7. Research and publication
Though this one is listed at the top of the pyramid, it can be incorporated earlier along the way. I put it here because it’s not the primary initial goal of pathogen genomics in public health. This is what distinguishes public health from academia. The first goal is always to use the data for public health action, decisions, and the public good. But ultimately fulfilling that mission requires taking the systems that have been built and analyzing their outputs. This is applied public health research!
When a pathogen surveillance system has built all the base layers to create a representative, ongoing, integrated surveillance system, that system generates an amazing integrated dataset with rich clinical and epidemiological data joined with the sequencing information. Those datasets can and should be used to answer critical public health questions and generate and share knowledge through publications, presentations, and workshops.

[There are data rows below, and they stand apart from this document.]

PR #110, opened 2021-03-31
update dependencies

exterm:
- use Rails 7
- use Ruby 3.0 as default
- test against `ruby: [2.6, 2.7, 3.0]` and `rails: [6.0, main]`

Packwerk is affected by the `mimemagic` dilemma like so many other projects, since the mimemagic version we were using was pulled. I used this as a trigger to update all our dependencies.

### Followup

- [ ] change branch protection rules to require new CI steps


test/unit/file_processor_test.rb
```diff
@@ -46,20 +46,20 @@ class FileProcessorTest < Minitest::Test
...
+      @node_processor.expects(:call).with do |node, ancestors|
         parent = ancestors.first # class Hello; world; end
         Node.constant?(node) && # Hello
           Node.constant_name(node) == "Hello" &&
           ancestors.length == 1 &&
           Node.class?(parent) &&
           Node.class_or_module_name(parent) == "Hello"
       end
-      @node_processor.expects(:call).with do |node, ancestors:|
+      @node_processor.expects(:call).with do |node, ancestors|
```
exterm, line 62: This threw a `ArgumentError: missing keyword: :ancestors` with Ruby 3.0. I assume there's a bug with mocha and Ruby 3, but I really don't want to go down that rabbit hole right now so I just changed the method to not use keyword arguments. I don't think it significantly degrades the design.

I added a sorbet signature to make up for it 😉

test/unit/cli_test.rb
```diff
@@ -18,34 +18,26 @@ class CliTest < Minitest::Test
...
-    end
-
-    class FakeRunContext < Packwerk::RunContext
-      def initialize; end
-    end
-
-    class FakeConfiguration < Packwerk::Configuration
-      def initialize; end
-    end
-
```
exterm, line 32: new style guide rules rightly rejected this; it doesn't initialize the objects correctly. The fix was a little more involved but I discovered that actually non of these fake classes are necessary.

exterm:
This turned out to be quite the rabbit hole. I'd advise reviewers to go through commit by commit.

exterm:
I am thinking about deconstructing this into multiple PRs.

exterm:
I investigated but...

- Rails 7 needs at least Ruby 2.7
- I want to test against the two most recent major Ruby versions, so it is 3.0 and 2.7 then
- lots of gems are incompatible with Ruby 3.0 in their old versions, so the y need to be updated

everything else follows from that. So I think we should merge this PR as is.

exterm:
minimal fix for just mimemagic lives in https://github.com/Shopify/packwerk/pull/111

.github/workflows/ci.yml
```diff
@@ -8,8 +8,8 @@ jobs:
     strategy:
       matrix:
         ruby:
-          - 2.6
```
rafaelfranca, line 11: We need to change the gemspec to require Ruby >= 2.7, but Ruby 2.6 is still supported at Shopify so I think we should continue to support here.

.github/workflows/ci.yml
```diff
@@ -29,7 +29,7 @@ jobs:
       - name: Set up Ruby 2.6
```
rafaelfranca, line 29: This is now wrong

exterm: ugh right - good catch. Not sure why the version needs to be in the name anyway

.github/workflows/ci.yml
exterm: That would mean that I need to test against two different Rails versions, as Rails 7 doesn't support Ruby 2.6.

exterm:
Fixed everything @rafaelfranca @gmcgibbon 

The only thing I am not happy about is the size of the changeset, but I haven't managed to significantly reduce it for the reasons lined out in https://github.com/Shopify/packwerk/pull/110#issuecomment-811255851

.github/workflows/ci.yml
exterm: Fixed this by setting up a proper build matrix and multiple Gemfiles.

Depending on the capabilities of an agency, this level may require collaborations with academic agencies or other agencies to bring together a team with the right types of expertise. This presents a tremendous opportunity to strengthen the relationship between public health and academia, as well as upskills public health employees who may not have had as many opportunities for formal analysis and publication in their applied public health career.
Conclusions
I hope that’s a helpful overview of some of the broad steps that an agency can expect to walk through on their way toward building integrated pathogen surveillance systems. I look forward to a future where many of these concepts are baked into our public health training programs, and ‘design of genomic surveillance systems’ is a special topic course available to every MPH or PhD student. For now, I’m thrilled to see the progress that so many agencies have been making!